PR #1483, opened 2018-04-10
Rebased fix subs recognition PR  #1372

valib:
@UniversalMediaServer/developers the rebasing of  #1372 to master was horrible so please review this PR and test it.


SubJunk:
Will test over the next couple of days, I'm busy hacking away at the memory use bug

valib:
Rebased to updated master.

SubJunk:
The memory use bug seems to be fixed now (well it's not fixed but it's back to how it has been since v5) so I'll test this now

SubJunk:
Getting a lot of these errors on the startup scan:

```
org.h2.jdbc.JdbcSQLException: Column "EXTERNALFILE" not found [42122-196]
	at org.h2.message.DbException.getJdbcSQLException(DbException.java:345)
	at org.h2.message.DbException.get(DbException.java:179)
	at org.h2.message.DbException.get(DbException.java:155)
	at org.h2.jdbc.JdbcResultSet.getColumnIndex(JdbcResultSet.java:3154)
	at org.h2.jdbc.JdbcResultSet.get(JdbcResultSet.java:3246)
	at org.h2.jdbc.JdbcResultSet.getString(JdbcResultSet.java:314)
	at net.pms.dlna.DLNAMediaDatabase.getData(DLNAMediaDatabase.java:626)
	at net.pms.dlna.RealFile.resolve(RealFile.java:173)
	at net.pms.dlna.DLNAResource.syncResolve(DLNAResource.java:1608)
	at net.pms.dlna.DLNAResource.run(DLNAResource.java:1405)
	at net.pms.dlna.RealFile.isValid(RealFile.java:66)
	at net.pms.dlna.DLNAResource.addChild(DLNAResource.java:652)
	at net.pms.dlna.MapFile.manageFile(MapFile.java:273)
	at net.pms.dlna.MapFile.analyzeChildren(MapFile.java:329)
	at net.pms.dlna.MapFile.analyzeChildren(MapFile.java:309)
	at net.pms.dlna.RootFolder.scan(RootFolder.java:285)
	at net.pms.dlna.RootFolder.scan(RootFolder.java:244)
	at net.pms.dlna.DLNAMediaDatabase.run(DLNAMediaDatabase.java:1413)
	at java.lang.Thread.run(Unknown Source)
```

valib:
@SubJunk have you deleted the database before test or use clean install of the UMS?

SubJunk:
I didn't do anything to the database and I was running `7.0.2-SNAPSHOT` before installing

valib:
I will test it.

valib:
@SubJunk it seems like wrong rebasing. I reproduced this issue and I will try to fix it. Thanks.

valib:
@SubJunk fixed in the last commit

SubJunk:
Thanks, testing it now

SubJunk:
@valib the new folders in the Media Library (like TV Shows, Movies, etc.) are returning blank pages in this branch

valib:
@SubJunk you introduced in the 7.0.0 version  the `OpenSubtitle.backgroundLookupAndAdd` which also populates the Media Library but in the meantime @Nadahar refactored the OpenSubtitle and introduced `registerExternalSubtitles` which also seems like a very good improvement but this doesn't populate the Media Libraly. I tried to combine those different approaches and I fail. @SubJunk @Nadahar guys please get rid of the animosity and cooperate to implement this PR which is definitely worth to be implemented.

Nadahar:
It seems you guys don't quite get my position. This isn't about "animosity" on my part, but about wasting my time. I want to spend my time on coding, not intrigues and unneccesary bugs and problems.

This is the very reason I started DMS, to be able to actually fix the code instead of having to deal with endless arguments about whose code I change and why it should be changed. Pushing bugs and unfinished commits to master and rushing to get things released instead of properly fix all known issues falls into the same category of "waste of time" for me. It *always* ends up costing more time in total when you have to deal with the results of ignoring a problem in the first place, having to explain to users and go through log files to try to pin down the issues.

Since we have a very different philosophy, I think it's better than I work "my way" in DMS and you use whatever you want of that code. It's that simple.

When it comes to this PR being finished, it's not in my eyes. The reason is very simple, there are still *known issues*. That's all it takes for me, if there are known issues, it's not finished.

The issues I know about here is only about "live subtitles". There are multiple problems with the "quality" of the results, the similarity algorihm used and how we use it, the fact that duplicate subtitles are listed and more. The reason there are duplicate subtitles is that multiple queries are done to OpenSubtitles (depending on the results), and some of the subtitles returned by the different queries often point to the same subtitle file, although the exact information returned isn't exactly the same.

Apart from the OpenSubtitles part, I don't know of any other issues, but I can't think of a reason why anyone would want to release something with known issues and deal with user frustration and reports as a consequence.

When it comes to merging of OpenSubtitle.java I don't quite see the problem. Even though ```backgroundLookupAndAdd()``` is in the same class, the code isn't really related AFAICT. The background lookup tries to find the IMDB ID and some other information about the video itself, while the rest of the class deals with subtitles.

src/main/java/net/pms/dlna/DLNAResource.java
```diff
@@ -1649,12 +1649,18 @@ protected String getDisplayNameEngine(PmsConfiguration configuration) {
...
 	 */
-	@SuppressWarnings("unused")
 	protected String getDisplayNameBase(PmsConfiguration configuration) {
+		String nameToShow;
+		if (isNotBlank(displayNameOverride)) {
+			nameToShow = displayNameOverride;
+		} else {
+			nameToShow = getName();
+		}
+
```
Nadahar: @valib What does this fix?

valib:
@Nadahar thanks. This is a nice example how I stuck somewhere between Visual Basic and object oriented programing. My solution is working but is not so elegant as yours. This is what you should expect from the 60 years old man. 😃

SubJunk:
I'm working on this now

SubJunk:
Haven't tested it much but I pushed some work on it. I'll test more tomorrow

Nadahar:
@valib The bug is in master too, it's the hammering of OpenSubtitles I've tried to raise attention to multiple times before. It's in 6.x as well, and it probably has been there ever since ```InfoDb``` was conceived.

Because of abuse by applications like UMS, OpenSubtitles have had to [crack down on this](https://forum.opensubtitles.org/viewtopic.php?f=8&t=16072). I must say that making a lookup for every file that's parsed strikes me as very close to insane.

The reason you haven't seen this before is that the old code in ```OpenSubtitle``` simply hid exceptions with the standard ```catch (Exception e) {}``` used by this author.

The only thing that is new now is that the exceptions are logged. The cause isn't a "bug", but a flawed design.

SubJunk:
Yes as we have said many times before it would be good to have a feature to cue the OpenSubs lookups so we can limit the rate and also retry failed ones periodically. It is a waste of bandwidth to keep performing lookups that will fail so it would be good to pause them for a time when they start to fail. 

At least since we don't rely on the OpenSubs lookups for anything really important, this doesn't cause real problems. Probably the most noticeable thing is that TV episodes might not have their episode titles appended if they aren't in the filename. But it still isn't very kind to OpenSubtitles for us to do this to them so I fully support a cue.

SubJunk:
@valib the database seems to be populated correctly now and I have checked that marking folders as played/unplayed works. Is there anything else this is waiting for me to do?

SubJunk:
Possible regression in the GUI, I thought the text here was shortened so it fits?

image

valib:
@SubJunk I think that now it is working and only the OpenSubs lookups should be solved.

SubJunk:
@valib I noticed another bug - if I go into the #--TRANSCODE--# folders there is now only one entry in there

What do you mean the OpenSubs lookups should be solved? If you mean making it smarter with retries and further rate limiting, I think that can happen in another branch since it isn't related to this one - it is also a problem in `master`

SubJunk:
I just got home from work and saw this and fixed it. Somehow Apache encountered an error that made it stop, I've never seen that before. Thanks for the heads up

SubJunk:
I will try to work on this this weekend, I don't want it to fall too far behind

valib:
@SubJunk I retested this PR and it seems that I made somewhere a mistake because folders in the TRANSCODE folder are wrongly populated. There is only one item in folders when there should be multiple items for different audio and subtitles.

SubJunk:
@valib cool, I left a comment about that after I last tested it too https://github.com/UniversalMediaServer/UniversalMediaServer/pull/1483#issuecomment-386471770 I guess you missed it

SubJunk:
I have fixed that bug now

SubJunk:
And now it is up to date with `master`

SubJunk:
@valib @Nadahar do you guys think we need a full database re-initialization after this update? I realised after I did the updating code that maybe this is one time we just need to redo it because the new `NOT NULL` fields need to be populated

Nadahar:
@SubJunk It's too long since I did this for me to remember why I used ```NOT NULL``` for that field. When I look at the code now it seems like a mistake, although I cannot be sure I'm not missing something now.

Generally, ```NOT NULL``` fields should also have a ```DEFAULT``` value. From what I can see, this field is supposed to be set to ```""``` for internal subtitles, which means that is used as the "null value". If the table definition included the default, this would work. Altering a table by adding a new column that is required to be non-null will probably lead to an error, since the existing rows will be expanded and the lack of a default means they will be null...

◆ ◆ ◆ ◆ ◆ ◆ ◆

INSTRUCTIONS FOR THE TASK:
Your reply should be one number: the count of lines above that hold the word "into".

EXERCISE OUTPUT:
2